Environment:
kubernetes=1.14.2
docker-ce=18.03.1~ce-0~ubuntu
Error describe:
pod rec-train-jzqzf-0 stuck in Terminating state.
kubelet log:
DEC 28 23:58:53 Node0296 kubelet[2283]: E1228 23:58:53.205139 2283 pod_workers.go:190] Error syncing pod 0058cf61-298a-11ea-901c-98039b61d091 ("rec-train-jzqzf-0_research(0058cf61-298a-11ea-901c-98039b61d091)"), skipping: rpc error: code = DeadlineExceeded desc = context deadline exceeded
DEC 28 23:59:02 Node0296 kubelet[2283]: I1228 23:59:02.205026 2283 kubelet.go:1823] skipping pod synchronization - PLEG is not healthy: pleg was last seen active 3m0.611016853s ago; threshold is 3m0s.
docker log:
DEC 28 23:53:09 Node0296 dockerd[3877]: time="2019-12-28T23:53:09.984864688+08:00" level=warning msg="Your kernel does not support swap limit capabilities,or the cgroup is not mounted. Memory limited without swap."

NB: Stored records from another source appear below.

PR #5013, opened 2020-09-26
default install of linkerd2 interferes with apiserver reliability

drewwells:
The default installation of linkerd2 uses an opt-out model. If you
consider an existing cluster with 1000s of pods and 100s of nodes, and
add linkerd2 without customizing coniguration, it's very likely to
impact cluster reliability.

This PR adds objectSelector from k8s 1.15+ that moves the
linkerd.io/inject selector from the apiservice to the apiserver
configuration. This is an important when the linkerd2 proxy injector
is down, the pods that have no interest in linkerd will not be
prevented from pod creation.

This configuration is almost identical to istio's istio/istio#16539

### DIFF
--- a/charts/linkerd2/values.yaml
+++ b/charts/linkerd2/values.yaml
@@ -166,7 +166,11 @@ heartbeatSchedule: "0 0 * * *"
 
 # proxy injector configuration
 proxyInjector:
+  enableNamespacesByDefault: false
   externalSecret: false
+  objectSelector:
+    enabled: true
+    autoInject: false
   # if empty, Helm will auto-generate these fields
   crtPEM: |
 
--- a/charts/linkerd2/templates/proxy-injector-rbac.yaml
+++ b/charts/linkerd2/templates/proxy-injector-rbac.yaml
@@ -97,7 +97,6 @@ webhooks:
     matchLabels:
       config.linkerd.io/admission-webhooks: enabled
 {{- end }}
-{{/* Object selectors are supported in k8s 1.15+ */}}
 {{- $kubeTargetVersion := default .Capabilities.KubeVersion.GitVersion .Values.kubeTargetVersionOverride }}
 {{- if semverCompare "> 1.15.0-0" $kubeTargetVersion }}
 {{- if .Values.proxyInjector.objectSelector.enabled }}
@@ -113,7 +112,8 @@ webhooks:
       "linkerd.io/inject": "true"
 {{- end }}
 {{- end }}
-{{- end }}  clientConfig:
+{{- end }}
+  clientConfig:
     service:
       name: linkerd-proxy-injector
       namespace: {{ .Values.global.namespace }}
--- a/charts/linkerd2/templates/proxy-injector-rbac.yaml
+++ b/charts/linkerd2/templates/proxy-injector-rbac.yaml
@@ -83,12 +83,37 @@ metadata:
 webhooks:
 - name: linkerd-proxy-injector.linkerd.io
   namespaceSelector:
+{{- if .Values.proxyInjector.enableNamespacesByDefault }}
     matchExpressions:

DEC 28 23:53:10 Node0296 dockerd[3877]: time="2019-12-28T23:53:10+08:00" level=info msg="shim docker-containerd-shim started" address="/containerd-shim/moby/418eebcb5db650dbeced34df2469ccfff633d15660724e2da6156e77445f12da/shim.sock" debug=false module="containerd/tasks" pid=130177
DEC 28 23:54:30 Node0296 dockerd[3877]: time="2019-12-28T23:54:30.512317111+08:00" level=info msg="Container 418eebcb5db650dbeced34df2469ccfff633d15660724e2da6156e77445f12da failed to exit within 30 seconds of signal 15 - using the force"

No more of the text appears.